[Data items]
== Segment start ==

PR #3027, opened 2022-07-30
feat: add noloopclosure

fatanugraha:
noloopclosure is a linter that disallow reference capture of loop variable inside of a closure.

https://github.com/fatanugraha/noloopclosure


ldez:

### Pull Request Description

### Linter

### `.golangci.reference.yml`

### Others Requirements

### Recommendations

---

ldez:
Hello,

I feel like a duplicate of [exportloopref](https://golangci-lint.run/usage/linters/) or [looppointer](https://github.com/golangci/golangci-lint/pull/1924)

fatanugraha:
Hi @ldez I checked both linters already and it seems that those linters only check whether the loop variable is captured using `&` operator or not.

This new linter checks whether the loop variable is captured using closure or not (not necessarily a pointer) -- to avoid accidental reference because of closures.

For example, this linter will complain that `i` is a loop variable in L3

```
for i := 0; i < 5; i++ {
  go (func() { fmt.Println(i) })() // L3
}
```

I tried both linters that you mentioned for code snippet above and it passes.

ldez:
We refused looppointer because of the number of false-positives, you will have to prove that don't have the problem as looppointer

fatanugraha:
@ldez this linter is way simpler than `looppointer`.

What it does is basically:
1. check all loops
2. check whether the loop has `*ast.FuncLit` on it
3. check the object (`types.Object`) of all `*ast.Ident` on the body of that `*ast.FuncLit` and see whether it's the same as the enclosing loop variable object.

The implementation is basically the striped-down version of `go vet`'s `loopclosure`.

fatanugraha:
> We refused looppointer because of the number of false-positives, you will have to prove that don't have the same problem as looppointer

Hi @ldez what kind of proof do you require for this one?

fatanugraha:
After reading this similar [issue](https://github.com/golangci/golangci-lint/issues/1404#issuecomment-806786984) more thoroughly, I think this linter will have the same issue that `looppointer` have.

These two linters will reject a valid Go code that **might or might not cause a bug**. The idea of these two linter is to disallow a certain practices that might introduce [the bug](https://go.dev/doc/faq#closures_and_goroutines) in the first place. So I wouldn't call them a false-positive (from the linter's perspective) since that's the whole point of these two linters.

Personally I think this linter will complement `looppointer` nicely to make sure that  user's code is safe when they're migrating to Go 2 (if the Go team decided to go with this [proposal](https://github.com/golang/go/discussions/56010)) so I think these two linters can still provide some value to golangci-lint users (even though they're very opinionated).

@hawkingrei Having said all of that, I don't think this linter will be merged to master anytime soon since it cause issues to users that enables all the linter via `enable-all` flag. The best that we can do is to run them without `golangci-lint`.

@ldez Feel free to close this issue if you think we shouldn't merge this to master. Thanks!

ldez:
> @ldez Feel free to close this issue if you think we shouldn't merge this to master. Thanks!

Closed for now

PR #3039, opened 2022-08-01
docs(install): remove outdated info on source install

scop:
v1.47.3 no longer builds with 1.15 or 1.16, so remove related install instructions.


ldez (approved):
LGTM

PR #6168, opened 2024-09-27
feat(perf): Remove inc_rc instructions for arrays which are never mutably borrowed

vezenovm:
# Description

## Problem\*

## Summary\*

An array can be borrowed without being mutated. We code gen inc_rc instructions quite pessimistically on every borrow or reassignment of an array. If we know that the array is never mutated, it should be safe to remove these inc_rc instructions. 

During DIE we now track all inc_rc instructions in a block and if that array is never used in an array set or a store, we mark its inc_rc instruction for removal.

## Documentation\*

Check one:

# PR Checklist\*

### DIFF
--- a/compiler/noirc_evaluator/src/ssa/opt/die.rs
+++ b/compiler/noirc_evaluator/src/ssa/opt/die.rs
@@ -926,7 +926,6 @@ mod test {
         //       return v2
         //   }
         let ssa = ssa.dead_instruction_elimination();
-        println!("{}", ssa);
         let main = ssa.main();
 
         let instructions = main.dfg[main.entry_block()].instructions();
--- a/compiler/noirc_evaluator/src/ssa/opt/die.rs
+++ b/compiler/noirc_evaluator/src/ssa/opt/die.rs
@@ -113,8 +113,11 @@ impl Context {
         // We track per block whether an IncrementRc instruction has a paired DecrementRc instruction
         // with the same value but no array set in between.
         // If we see an inc/dec RC pair within a block we can safely remove both instructions.
-        let mut inc_rcs: HashMap<Type, Vec<RcInstruction>> = HashMap::default();
-        let mut inc_rcs_to_remove = HashSet::default();
+        let mut rcs_with_possible_pairs: HashMap<Type, Vec<RcInstruction>> = HashMap::default();
+        let mut rc_pairs_to_remove = HashSet::default();
+
+        let mut inc_rcs: HashMap<ValueId, HashSet<InstructionId>> = HashMap::default();
+        let mut borrowed_arrays: HashSet<ValueId> = HashSet::default();
 
         // Indexes of instructions that might be out of bounds.
         // We'll remove those, but before that we'll insert bounds checks for them.
@@ -146,14 +149,20 @@ impl Context {
             self.track_inc_rcs_to_remove(
                 *instruction_id,
                 function,
+                &mut rcs_with_possible_pairs,
+                &mut rc_pairs_to_remove,
                 &mut inc_rcs,
-                &mut inc_rcs_to_remove,
+                &mut borrowed_arrays,
             );
         }
 
-        for id in inc_rcs_to_remove {
-            self.instructions_to_remove.insert(id);
+        for inc_rc_value in inc_rcs.keys() {
+            if !borrowed_arrays.contains(inc_rc_value) {
+                self.instructions_to_remove.extend(&inc_rcs[inc_rc_value]);
+            }
         }
+
+        self.instructions_to_remove.extend(rc_pairs_to_remove);
 
         // If there are some instructions that might trigger an out of bounds error,
         // first add constrain checks. Then run the DIE pass again, which will remove those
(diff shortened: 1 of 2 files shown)


compiler/noirc_evaluator/src/ssa/opt/die.rs
```diff
@@ -779,4 +806,132 @@ mod test {
...
+        // Compiling main
+        let mut builder = FunctionBuilder::new("main".into(), main_id);
+        let v0 = builder.add_parameter(Type::Array(Arc::new(vec![Type::field()]), 2));
+        builder.increment_array_reference_count(v0);
+        builder.increment_array_reference_count(v0);
+        builder.increment_array_reference_count(v0);
+
+        let zero = builder.numeric_constant(0u128, Type::unsigned(32));
+        let v1 = builder.insert_array_get(v0, zero, Type::field());
+        // builder.decrement_array_reference_count(v0);
```
vezenovm, line 912:
```suggestion
```

compiler/noirc_evaluator/src/ssa/opt/die.rs
```diff
@@ -779,4 +806,131 @@ mod test {
...
+
+        // Expected output:
+        //
+        // acir(inline) fn main f0 {
+        //     b0(v0: [Field; 2]):
+        //       v2 = array_get v0, index u32 0
+        //       return v2
+        //   }
+        let ssa = ssa.dead_instruction_elimination();
+        println!("{}", ssa);
```
vezenovm, line 929:
```suggestion
```

compiler/noirc_evaluator/src/ssa/opt/die.rs
```diff
@@ -779,4 +806,130 @@ mod test {
...
+        builder.increment_array_reference_count(v0);
+        builder.increment_array_reference_count(v0);
+        builder.increment_array_reference_count(v0);
+
+        let zero = builder.numeric_constant(0u128, Type::unsigned(32));
+        let v1 = builder.insert_array_get(v0, zero, Type::field());
+        builder.terminate_with_return(vec![v1]);
+
+        let ssa = builder.finish();
+        println!("{}", ssa);
```
vezenovm, line 915:
```suggestion
```

compiler/noirc_evaluator/src/ssa/opt/die.rs
```diff
@@ -113,8 +113,13 @@ impl Context {
         // We track per block whether an IncrementRc instruction has a paired DecrementRc instruction
         // with the same value but no array set in between.
         // If we see an inc/dec RC pair within a block we can safely remove both instructions.
-        let mut inc_rcs: HashMap<Type, Vec<RcInstruction>> = HashMap::default();
-        let mut inc_rcs_to_remove = HashSet::default();
+        let mut rcs_with_possible_pairs: HashMap<Type, Vec<RcInstruction>> = HashMap::default();
+        let mut rc_pairs_to_remove = HashSet::default();
+        // We also separately track all IncrementRc instructions and all arrays which have been mutably borrowed.
+        // This is done to determine whether the array has ever been borrowed.
```
vezenovm, line 119:
```suggestion
```

sirasistant (commented):
Is this safe in the presence of calls to other functions? I guess yes since we increase the rc in the called fn?

vezenovm:
> Is this safe in the presence of calls to other functions? I guess yes since we increase the rc in the called fn?

Yes I believe it should be safe due to the fact that if the called function performs a mutation we will keep the rc on the array parameter inside the called fn.

compiler/noirc_evaluator/src/ssa/opt/die.rs
```diff
@@ -146,15 +150,21 @@ impl Context {
...
             );
         }
 
-        for id in inc_rcs_to_remove {
-            self.instructions_to_remove.insert(id);
+        for inc_rc_value in inc_rcs.keys() {
+            if !borrowed_arrays.contains(inc_rc_value) {
+                self.instructions_to_remove.extend(&inc_rcs[inc_rc_value]);
+            }
         }
```
TomAFrench, line 164:
```suggestion
        let unborrowed_arrays = inc_rcs.keys().filter(|id| !borrowed_arrays.contains(id));
        self.instructions_to_remove.extend(unborrowed_arrays);
```

nit

compiler/noirc_evaluator/src/ssa/opt/die.rs
```diff
@@ -779,4 +805,129 @@ mod test {
...
+        // We expect the output to be unchanged
+        let ssa = ssa.dead_instruction_elimination();
+        let main = ssa.main();
+
+        assert_eq!(main.dfg[main.entry_block()].instructions().len(), 3);
+        assert_eq!(main.dfg[b1].instructions().len(), 2);
+    }
+
+    #[test]
+    fn keep_inc_rc_on_borrowed_array_set() {
```
TomAFrench, line 858: Something these tests are missing is a test on how we handle `inc_rc` _after_ when a array is borrowed, e.g.

```
        // acir(inline) fn main f0 {
        //     b0(v0: [u32; 2]):
        //       inc_rc v0
        //       v3 = array_set v0, index u32 0, value u32 1
        //       inc_rc v0
        //       inc_rc v0
        //       inc_rc v0
        //       v4 = array_get v0, index u32 0
        //       return v4
        //   }
```

This would give a little more security against us accidentally removing more instructions than we expect in future changes.

TomAFrench (approved):
LGTM, couple of nits

compiler/noirc_evaluator/src/ssa/opt/die.rs
vezenovm: done

compiler/noirc_evaluator/src/ssa/opt/die.rs
vezenovm: `inc_rcs[inc_rc_value]` actually returns `HashSet` of instructions so I had to change this suggestion to be a `filter_map` with `flatten`. It ends up being longer than the for-loop version, but it is more functional.

PR #6170, opened 2024-09-28
Add globals associated with integers

### LINKED ISSUE #4572: Add limits of each integer type to stdlib
### Problem

Rust has `MIN`, `MAX`, and `BITS` on each integer type: https://doc.rust-lang.org/std/primitive.u32.html#associatedconstant.MAX, but Noir does not. Users that need these limits need to hard code them themselves.

### Happy Case

Noir adds MIN, MAX, and BITS constants for each integer type to its stdlib.

### Project Impact

None

### Impact Context

_No response_

### Workaround

Yes

### Workaround Description

Users can define the constants themselves.

### Additional Context

_No response_

None

### Support Needs

_No response_

c410-f3r:
# Description

## Problem

Fix #4572

## Summary

Adds several global/constant variables associated with integers into the new `num` module. Feel free to point out if such a module is not desirable.

AFAICT, the lack of an explicit type declaration allows maximum flexibility  as long as the number literals can be inferred at the calling site.

```rust
// Allowed!
let x: u16 = std::num::U8_MAX;
```

## Documentation

Check one:

# PR Checklist


TomAFrench (changes requested):
I think rather than creating a new module for this it would be preferable to just add these as associated constants on the primitive types themselves.

```noir
fn main() {
    let x: u8 = u8::MAX;
    let y: u8 = u8::MIN;
    let z = x + y;
    assert (z == u8::MAX);
}
```

c410-f3r:
Can you confirm? The issue explicitly says that the constants should be in the standard library.

vezenovm:
> Can you confirm? The issue explicitly says that the constants should be in the standard library.

Yes they should be in the standard library, but we allow for impls to be written on primitive types in the stdlib. Here are some examples: https://github.com/noir-lang/noir/blob/619c5451b152d62e01d3c4c1da7e13ff6502f915/noir_stdlib/src/cmp.nr#L31 and https://github.com/noir-lang/noir/blob/619c5451b152d62e01d3c4c1da7e13ff6502f915/noir_stdlib/src/field/mod.nr#L5

c410-f3r:
> but we allow for impls to be written on primitive types

OK, then it is about creating a trait and implement it for integers. Should be done now.

AFAICT it is not possible to use types or associated types so `Field` is the only solution at the current time. `Field` also implies numbers up to `u32`.

```
Only unsigned integer constants up to `u32`, globals, generics, +, -, *, /, and % may be used in this context.
```

`run_stdlib_tests` is passing but despite my efforts, I couldn't create unit tests.

1. `<T as IntConstans>::MAX`:  not yet implemented: Implement AsTraitPath.
2. `u8::MAX`: noirc thinks that `MAX` is a function.

I kept the `num` module, feel free to say if this is undesirable or anything else.

TomAFrench:
I think that it would be best for us to just wait on this feature until we can have an associated constant applied directly to the integer type impls here rather than bringing in a trait and dealing with the issues associated with needing to case these `Fields` (and the necessary breaking change to fix later on).

c410-f3r:
Sure, I will wait.

PR #6178, opened 2024-09-30
feat: let `Module::functions` and `Module::structs` return them in definition order

asterite:
# Description

## Problem

The above functions would return items in different order depending on the run.

## Documentation

Check one:

# PR Checklist

### DIFF
--- a/compiler/noirc_frontend/src/hir/comptime/interpreter/builtin.rs
+++ b/compiler/noirc_frontend/src/hir/comptime/interpreter/builtin.rs
@@ -2458,10 +2458,12 @@ fn module_functions(
     let module_id = get_module(self_argument)?;
     let module_data = interpreter.elaborator.get_module(module_id);
     let func_ids = module_data
-        .value_definitions()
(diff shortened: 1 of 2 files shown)


compiler/noirc_frontend/src/hir/comptime/interpreter/builtin.rs
```diff
@@ -2482,10 +2484,12 @@ fn module_structs(
     let module_id = get_module(self_argument)?;
     let module_data = interpreter.elaborator.get_module(module_id);
     let struct_ids = module_data
-        .type_definitions()
+        .definitions()
+        .definitions()
```
TomAFrench, line 2488: :thinking:

asterite: I know... but it's the only way I found to get the definitions as a `Vec`. (I think I don't understand how `ItemScope` yet)

TomAFrench (approved):

Issue #4469, opened 2024-03-04
Cannot use type aliases of structs in paths


jfecher:
### Aim

```rs
use std::{collections::map::HashMap, hash::{BuildHasherDefault, poseidon::PoseidonHasher}};

type Alias = HashMap<Field, Field, 10, BuildHasherDefault<PoseidonHasher>>;

fn main() {
    let map1 = HashMap::default();

    // panic here
    let map2 = Alias::default();
}
```

### Expected Behavior

To be able to use `Alias` anywhere `HashMap` is expected, including in paths

### Bug

```
The application panicked (crashed).
Message:  type aliases cannot be used in type namespace
Location: compiler/noirc_frontend/src/hir/resolution/import.rs:159

This is a bug. We may have already fixed this in newer versions of Nargo so try searching for similar issues at https://github.com/noir-lang/noir/issues/.
If there isn't an open issue for this bug, consider opening one at https://github.com/noir-lang/noir/issues/new?labels=bug&template=bug_report.yml
exit 101
```

### To Reproduce

1.
2.
3.
4.

### Project Impact

None

### Workaround

Yes

### Workaround Description

The original type (`HashMap` in this case) must be used instead of the alias

### Installation Method

None

### Would you like to submit a PR for this Issue?

None

asterite:
To be able to work on this we first need to implement #6000.

The reason is that we can solve the alias but it solves to a type that has concrete generics, and then we are calling a method on that... but we don't have code yet to support that, so we first need to implement that.

PR #6179, opened 2024-09-30
feat: visibility for impl functions

asterite:
# Description

## Problem

Part of #4515

## Summary

After searching for a while I found that to make this work we only needed to change one line 😊 

## Additional Context

I didn't include tests for now, but I'll add them later because we first need to figure out which `impl` functions should be marked as `pub` or `pub(crate)` in the stdlib. I'm not familiar with the stdlib though I probably can't do it. That said, if you open the standard library with a nargo compiled from this PR you already get some warnings, so those functions should at least not be private.

## Documentation

Check one:

# PR Checklist

### DIFF
--- a/compiler/noirc_frontend/src/elaborator/mod.rs
+++ b/compiler/noirc_frontend/src/elaborator/mod.rs
@@ -1134,7 +1134,7 @@ impl<'context> Elaborator<'context> {
                 // object types in each method overlap or not. If they do, we issue an error.
                 // If not, that is specialization which is allowed.
                 let name = method.name_ident().clone();
-                if module.declare_function(name, ItemVisibility::Public, *method_id).is_err() {
+                if module.declare_function(name, method.def.visibility, *method_id).is_err() {
                     let existing = module.find_func_with_name(method.name_ident()).expect(
                         "declare_function should only error if there is an existing function",
                     );


TomAFrench:
`turbofish_numeric_generic_nested_call` is failing so it seems like private impl functions cannot be called from the same module (i.e. the functions are private to within the impl rather than to the module in which the impl sits)

asterite:
Ah, right. I just bumped into this while trying to add some visibilities. It seems that also `U128::method` fails if you are inside `U128`, but it doesn't fail if you do `Self::method` 🤔 I'll take a look 😄

asterite:
Done! All tests pass now. I think there are still some `fn`s that could be made `pub`.

asterite:
I think I got it now! 😄

asterite:
I noticed that visibility isn't checked for the new `TypePath`, which is something like `Field::from_le_bytes` where what's before `::` isn't a Path but a Type. That requires different code to do it so I'd prefer to do it in a separate PR.

TomAFrench:
Yeah, there's a good amount of stuff broken with type aliases due to this, a lot of issues related to type aliases stem from this https://github.com/noir-lang/noir/issues/4469

asterite:
I see.

Well, this is ready for review in case you want to take a look at it.

noir_stdlib/src/embedded_curve_ops.nr
```diff
@@ -67,14 +67,14 @@ impl EmbeddedCurveScalar {
...
-    fn from_field(scalar: Field) -> EmbeddedCurveScalar {
+    pub fn from_field(scalar: Field) -> EmbeddedCurveScalar {
         let (a,b) = crate::field::bn254::decompose(scalar);
         EmbeddedCurveScalar { lo: a, hi: b }
     }
 
     //Bytes to scalar: take the first (after the specified offset) 16 bytes of the input as the lo value, and the next 16 bytes as the hi value
     #[field(bn254)]
-    fn from_bytes(bytes: [u8; 64], offset: u32) -> EmbeddedCurveScalar {
+    pub fn from_bytes(bytes: [u8; 64], offset: u32) -> EmbeddedCurveScalar {
```
TomAFrench, line 77: Is this used outside of the stdlib? It's interface doesn't look very user facing.

TomAFrench (approved):
One concern about a function we're making public but otherwise looks fine.

noir_stdlib/src/embedded_curve_ops.nr
asterite: Apparently not. I'll undo this.

Issue #853, opened 2023-02-15
Remove chumsky fork


jfecher:
# Problem

We have been using a fork of chumsky for some time for the added parser `.recover_via` for custom recovery strategies. Chumsky 0.9.0 has now been released with the parser `skip_parser` which will do the same thing.

# Solution

We should abandon the fork, change our chumsky version to 0.9.0, and test with the new version. We should also test #791 again with the new version to see if there have been any performance improvements.

pczarn:
I started working on this issue.

kevaundray:
@jfecher wants the status on this issue? Would be good to get this closed once and for all (given the problem is tractable)

jfecher:
@kevaundray we're still using the fork. I suppose we can try to revisit using chumsky again, but last time there was an issue with the parser recovery from it.

jfecher:
According to https://github.com/zesterer/chumsky/releases it looks like the first alpha version for the zero-copy update of chumsky released March 2nd. Instead of migrating over to 0.9.0 now, I think we should wait until 1.0.0 is eventually finalized and released since it sounds like it'll come with many new features, performance improvements, and changes.

Issue #6150, opened 2024-09-25
Expression inside `lt` triggers Stack Overflow Error


MarkCampbell90:
### Aim

I want to executing following (already minimized) program:

~~~
pub fn main(input : Field) -> pub bool {
    input.lt((((((((((((((((((1))))))))))))))))))
}
~~~

If the expression is moved to a variable everything is fine:

~~~
pub fn main(input : Field) -> pub bool {
    let var : Field = (((((((((((((((((1)))))))))))))))));
    nput.lt(var)
}
~~~

I would be interested to know:
  * Is this a known limitation of the `lt` function?
  * Are there other limitations like this?

### Expected Behavior

I expected expressions to behave similar everywhere in code, no matter if present in an assignment or as an argument to `lt( ... )`. Additionally,  the expression depth limit seems very small in this particular case.

### Bug

~~~
thread '<unknown>' has overflowed its stack
fatal runtime error: stack overflow
Aborted
~~~

### To Reproduce

1. create a `noir` / `nargo` project with the given content
2. `nargo execute`
3.
4.

### Workaround

None

### Workaround Description

Assigning the expression to a variable before passing it to the `lt` function as argument.

### Project Impact

None

### Nargo Version

nargo version = 0.34.0 noirc version = 0.34.0+e3cdebe515e4dc4ee6e16e01bd8af25135939798 (git version hash: e3cdebe515e4dc4ee6e16e01bd8af25135939798, is dirty: false)

### Would you like to submit a PR for this Issue?

None

Issue #5092, opened 2024-05-23
Stack overflow in Chumsky


Rumata888:
### Aim

I was compiling a program with a lot of recursive loops to test how loop unrolling would be handled in SSA.

### Expected Behavior

No failure in frontend

### Bug
Stack overflow
![image](https://github.com/noir-lang/noir/assets/4798775/b726c388-b555-484e-baa0-6505a7c4dda8)

### To Reproduce

Compile the following file:
[main.txt](https://github.com/noir-lang/noir/files/15420958/main.txt)

### Project Impact

Nice-to-have

### Workaround

None

### Installation Method

None

### Nargo Version

nargo version = 0.29.0 noirc version = 0.29.0+e5ab24d6a4154d11b3c8ae08f4431b7b93c76f23 (git version hash: e5ab24d6a4154d11b3c8ae08f4431b7b93c76f23, is dirty: true)

### Would you like to submit a PR for this Issue?

None

Issue #4763, opened 2024-04-09
Parse block test fails with uninformative message


michaeljklein:
### Aim

The `parse_all_failing` tests in [`parse_block`](https://github.com/noir-lang/noir/blob/master/compiler/noirc_frontend/src/parser/parser.rs#L1403) include a test case with a message where the expected and found tokens are both empty, defaulting to `EOF`.

By modifying the following, it's possible to see that it
fails with an opaque error. (i.e. the 'expected' and 'found' are both empty)

```rust
// src/parser/errors.rs
impl chumsky::Error<Token> for ParserError {
    fn expected_input_found<Iter>(span: Self::Span, expected: Iter, found: Option<Token>) -> Self
```

### Expected Behavior

Return an error that explains what went wrong

### Bug

Error is appx. `expected token EOF while found EOF`. Inspecting the expected/found tokens shows both are empty. Likely due to 

### To Reproduce

Run the mentioned test and modify `expected_input_found` to panic when both `expected` and `found` are empty.

### Project Impact

Nice-to-have

### Workaround

None

### Installation Method

None

### Would you like to submit a PR for this Issue?

None

asterite:
Do you know what specific code triggers that error message? (that is, a full program that triggers that error message)

michaeljklein:
@asterite IIRC approximately:

```rust
let expected: Vec<_> = expected.iter().collect();
assert!(!(expected.empty() && found.is_none()));
let expected = expected.iter();
```

michaeljklein:
Ah, my link went out of date. These: https://github.com/noir-lang/noir/blob/bd861f282144056ecb52954fa9f6fd8db918e093/compiler/noirc_frontend/src/parser/parser.rs#L1438

asterite:
Ah, I see. I'll try to reproduce it. The problem is that parsing a block in isolation never happens in a real program, it always happens in the context of something else and so the error mentioned above might not happen in a real program.

asterite:
This can be closed as the old parser doesn't exist anymore :-)

PR #6180, opened 2024-09-30
feat: handwritten parser

asterite:
# Description

Resolves https://github.com/noir-lang/noir/issues/853

## Problem

There are some issues with the current parser:
- it leads to "stack overflow" with small programs that should probably compile (like a program with a chanin of 17 `if-else-if`)
- it leads to some of us not being able to run the noric_frontend tests because of linker errors, and sometimes making changes to the parser will lead to linker errors that we have to workaround
- it's (very) slow

## Summary

This PR implements a hand-written parser. It parses any program with just one look-ahead token. It has a decent error-recovery (though this can probably be improved).

I tested the parser's performance by copying the contents of `noir-contracts/contracts/avm_test_contract/src/main.nr` in Aztec-Packages 100 times to a single file. That ends up with a file of about 57K lines. The times:
- chumsky parser: 1.52 **seconds**
- handwritten parser: 52.97 **milliseconds**

Some other benefits:
- The linker errors are gone!
- Compiling noirc_frontend is slightly faster
- Macro code also becomes faster (`quote { ... }.as_expr()`, etc, invoke the parser). For example `test_programs/noir_test_success/comptime_expr/src/main.nr` takes around one second with chumsky and 140ms with the handwritten parser (to do `nargo compile`)
- Even though the parser is handwritten, I think the parsing code is relatively simple. It's just "check if we get this token, then do this" or sometimes "check if we get this token followed by this one (or not followed by this one). Also also the `impl`s and `traits` that we needed for chumsky (and the lifetimes, and passing parsers around, and cloning them, and calling `boxed()`, etc.) are gone, which I believe make the code much simpler.

I tested this parser by running `./boostrap.sh` on the Aztec-Packages contracts and they compile file (of course they didn't compile right away, I had to fix some bugs to get there).

Pending:
- [ ] Thoroughly test this new parser
- [ ] Improve error recovery (at least cover the cases that exist in the old parser)
- [ ] Decide if we really want a handwritten parser (I hope so! Most mainstream programming languages have handwritten parsers because of their simplicity and efficiency)

## Documentation

Check one:

# PR Checklist


asterite:
Some other things I noticed...

Here's the CI times for PRs other than this one:

image

That's between 4~6 minutes to run the tests.

For this PR:

image

It went down to 1 minute! I honestly can't explain why (I can't imagine the parser alone just taking 3 more minutes) but the time is definitely lower (and I checked that in previous CI runs of this PR that's also the case).

Then `nargo fmt`. For PRs other than this one:

image

For this PR:

image

So an additional benefit of the handwritten parser seems to be faster development cycles. Hopefully running CI on Aztec-Packages will be faster, but I don't know if significantly.

TomAFrench (changes requested):
These are some amazing speed improvements, very excited for this.

Blocking for now due to failures on aztec-packages

asterite:
@TomAFrench  Oh, I forgot that I had to make one change to Aztec-Packages to make it compile:

https://github.com/AztecProtocol/aztec-packages/blob/e0d5e06d8fc30cbdda7e4102dbf3412808382377/noir-projects/noir-protocol-circuits/crates/types/src/address/aztec_address.nr#L1-L2

The line is:

```noir
use crate::{
    crate::address::{partial_address::PartialAddress, public_keys_hash::PublicKeysHash},
```

Note how it does `use crate::{crate::address...}`. For some reason that works in Noir but it's forbidden in Rust. My guess is that it should be forbidden in Noir too.

Is it okay if I send a PR to remove that extra `crate::`? I can also make the parser work on that case... but maybe it should error?

TomAFrench:
Oh yeah, that's very weird and shouldn't have compiled. Let's make a quick PR in aztec-packages to fix that.

asterite:
CI is green! ✅ 🎉 

Well, it's still failing on `AztecProtocol/aztec-nr` but I think that's expected because it's missing the fix I sent to Aztec-Pacakges. But we can wait until tomorrow 😄

asterite:
One potential issue about writing a new parser is losing the existing parsing recovery.

I'm happy to say that the new parser has better error recovery than the old parser.

Here's the old parser:

recovery-old

Here's the new one:

recovery-new

Note that in the old one sometimes the type hints are gone, meaning that we couldn't recover and keep parsing from an erroneous token (though in some cases the old parser succeeds to continue).

asterite:
I pushed a few more commits to make the code a bit easier to read and follow, and also informally/formally documented the grammar of the language on top of methods for two reasons:
1. To help understand the code
2. For external contributors wanting to understand the grammar without needing to fully dive into the code (someone was asking for a grammar recently in Discord)

aakoshh:
Just for future reference about the linker error on Mac: one workaround we found was to install the LLMV linker and run the tests with some custom flags:

```shell
brew install lld
RUSTFLAGS="-C link-arg=-fuse-ld=lld" cargo test -p noirc_frontend
```

asterite:
More stats...

Compiling an empty program:
- before: 650ms
- after: 140ms

Compiling all contracts in Aztec-Packages (`./bootstrap.sh` but just the nargo compile call)
- before: 50s
- after: 43s

asterite:
I checked a few existing issues:


### #4763

I couldn't understand how to reproduce it

### #4322

The error message in the handwritten parser is better. For this code:

```noir
use foo::{bar baz};
```

the chumsky parser says:

```
error: Unexpected Keyword(Mod), expected one of comptime, fn
  ┌─ std/lib.nr:1:5
  │
1 │ pub mod hash;
  │     ---
  │

error: Expected a ; but found ::
  ┌─ src/main.nr:1:8
  │
1 │ use foo::{bar baz};
  │        --
  │

error: Expected a Ident but found {
  ┌─ src/main.nr:1:10
  │
1 │ use foo::{bar baz};
  │          -
```

The new parser says:

```
error: Expected a `,` separating these two use trees
  ┌─ src/main.nr:1:15
  │
1 │ use foo::{bar baz};
  │               ---
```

== Segment end ==

_ACTION ITEM_
Copy the lines above exactly. Start with the line containing "Do you know", end with the line containing "PR #6180, opened 2024-09-30", and include both.

_EXPECTED ANSWER_
Do you know what specific code triggers that error message? (that is, a full program that triggers that error message)

michaeljklein:
@asterite IIRC approximately:

```rust
let expected: Vec<_> = expected.iter().collect();
assert!(!(expected.empty() && found.is_none()));
let expected = expected.iter();
```

michaeljklein:
Ah, my link went out of date. These: https://github.com/noir-lang/noir/blob/bd861f282144056ecb52954fa9f6fd8db918e093/compiler/noirc_frontend/src/parser/parser.rs#L1438

asterite:
Ah, I see. I'll try to reproduce it. The problem is that parsing a block in isolation never happens in a real program, it always happens in the context of something else and so the error mentioned above might not happen in a real program.

asterite:
This can be closed as the old parser doesn't exist anymore :-)

PR #6180, opened 2024-09-30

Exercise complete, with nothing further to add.